CHP'nin İstanbul Büyükşehir Belediye Başkan Adayı Ekrem İmamoğlu'nun Ordu'da VIP salonundaki görüntülerini izleyip izlemediğinin sorulması üzerine ise Erdoğan, şunları aktardı:
"Değerli arkadaşlar, izledim. Biliyorsunuz valiler Başkanların o ildeki nesidir? Temsilcisidir ve devletin valisini bu şekilde bir küfürle anmak kabul edilebilir bir şey değildir. Tabii Vali Bey şu anda valilik olgunluğu içerisinde süreci işletiyor. Ben inanıyorum ki Vali Bey, şu seçim sebebiyle sadece belki burada bir suç duyurusunda bulunmuş olabilir ama bunda da artık medya yazılı, görsel, hepsi bilgileri aktarıyor ve bana gelen bilgiler, 'Şu seçim öncesi doğru olmayacağına inandığım için işi hızlandırmak istemiyorum' gibi bir yaklaşımı ki bu zaten çok çok büyük bir olgunluk ama bu işin tabii arda bırakılır bir yanı yoktur. Valimiz inanıyorum ki seçim sonrası da bu işin takipçisi olacaktır. Çünkü bu devletin valisine kimsenin ben edep ederim, ağzıma alamam bu ifadeyi böyle bir ifadeyi kullanma hakkı yoktur, kullanamaz. Demek ki Belediye Başkan Adayı olarak henüz bu devleti tanımamış. Devletteki ilişkileri, protokolü, protokolün çeşitli yerlerdeki giriş çıkışlarını, kimler oraları kullanma hakkını sahiptir, değildir bunları bilmiyor. Tabii bundan dolayı da bu tür hakikaten affedilemez bir yanlışı yapmışlardır. Bundan sonraki süreç, önümüzde bir seçim var. Artık seçimden sonraki süreçtir ama kim bilir bundan sonra da daha neler çıkacak?"

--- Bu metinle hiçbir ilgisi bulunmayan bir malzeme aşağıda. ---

PR #117, opened 2021-01-21
Fluid hottail runaway rate

Embreus:
Implements the hot-tail runaway rate, as well as infrastructure surrounding analytic distributions that will be used in future equation terms (upcoming: AnalyticalMomentQuantity).

This first implementation is missing some jacobian contributions to the HottailRateTerm, but most of it is there and it seems to work quite well.

Also contains fixes for the nnz_jac calculation in some equation terms.


fvm/Equation/AdvectionInterpolationCoefficient.cpp
```diff
@@ -486,14 +486,16 @@ std::function<real_t(int_t)> AdvectionInterpolationCoefficient::GetYFunc(len_t i
...
  */
 void AdvectionInterpolationCoefficient::SetNNZ(adv_interpolation adv_i){
     bool isFirstOrder = ( (adv_i==AD_INTERP_CENTRED) || (adv_i==AD_INTERP_DOWNWIND) 
                        || (adv_i==AD_INTERP_UPWIND) );
     if(isFirstOrder)
-        nnzPerRow = 6*1+1; // = 7
+        nnzPerRow = 2; // = 7
     else
-        nnzPerRow = 6*STENCIL_WIDTH+1; // = 13
+        nnzPerRow = 4; // = 13
```
hoppe93, line 498: What's the motivation for this change?

hoppe93: Or, this is just for a single coefficient(/coordinate), right? Then it makes sense :P

py/DREAM/Settings/Equations/DistributionFunction.py
```diff
@@ -338,6 +356,11 @@ def todict(self):
             data['transport'] = self.transport.todict()
             data['fullIonJacobian'] = self.fullIonJacobian
 
+        if self.mode != DISTRIBUTION_MODE_NUMERICAL:
```
hoppe93, line 359: Why not ``self.mode == DISTRIBUTION_MODE_ANALYTICAL``?

fvm/Equation/AdvectionInterpolationCoefficient.cpp
Embreus: Yep, now off-diagonal contributions per coordinate! Will clean up the comments.

py/DREAM/Settings/Equations/DistributionFunction.py
Embreus: The intent was to later have multiple analytic modes (with/without contributions to n_hot and j_hot for example)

"HALKLA BULUŞMA TOPLANTILARI YAPMAYACAĞIMI KİMSE SÖYLEYEMEZ"
"Bu seçim döneminde miting yapmayacağınız şeklinde yorumlar var. Bu yorumlar doğru mu?" şeklindeki soruya ilişkin ise Erdoğan, "Şu ana kadar bu kısa sürede özellikle de Belediye Başkan Adayımız ve geniş çaplı olarak onlar zaten sürecin içerisindeler. Bundan sonraki kalan son haftaya girerken bu tür halkla kucaklaşma, buluşma toplantıları yapmayacağımı zaten kimse söyleyemez. Bunu da yine biz arkadaşlarla aramızda değerlendirmelerini yapıyoruz ve önümüzdeki hafta içerisinde bu tür planlamalar yapılıp ve halkla buluşmalar çerçevesinde halkımızla inşallah bir arada olmak suretiyle İstanbul'umuzu beraber dolaşacağız. Halkımızla görüşeceğiz. Kaldı ki biz ramazan boyu itibarıyla de zaten birçok organizasyonları yaptık, gerçekleştirdik ama şimdi de halkla buluşmalar şeklinde bazı çalışmaları artık son hafta içerisinde yapmayı planlıyoruz. Arkadaşlar çalışmayı yapıp bize de onlar nasıl bir yol verirlerse ona göre süreci devam ettireceğiz." ifadelerini kullandı.
"AMERİKA SÖZÜNDE DURMADI"
Cumhurbaşkanı Erdoğan, "Münbiç Mutabakatı'nın 1. yılını geride bıraktık. 1 yılı nasıl değerlendiriyorsunuz?" şeklindeki soruyu şöyle yanıtladı:
"Münbiç'le alakalı maalesef tabii stratejik ortağımız Amerika sözünde durmadı ve orada beklenenler olmadı ama beklenenlerin olmaması bizim oradan tamamen elimizi eteğimizi çekmek anlamına gelmez. Biz, Münbiç'le ilgili bütün planlamalarımızı aynı şekilde koruyoruz ve bunu yine aynen devam ettireceğiz. İşte Tel Rıfat'ta aynı şekilde, İdlib'de aynı şekilde ve görüşmeleri Milli Savunma Bakanımız muhataplarıyla, Dışişleri Bakanımız muhataplarıyla, istihbarat muhataplarıyla yapıyor. Burada durmak, çekilmek diye bir şey yok ama verilen sözler ne yazık ki tabii yerine gelmedi, gelmiyor ama biz oraları kesinlikle bırakamayız. Münbiç'ti, Fırat'ın doğusuydu, buralar üzerindeki çalışmalarımızı aynı titizlikle devam ettiriyoruz, ettireceğiz."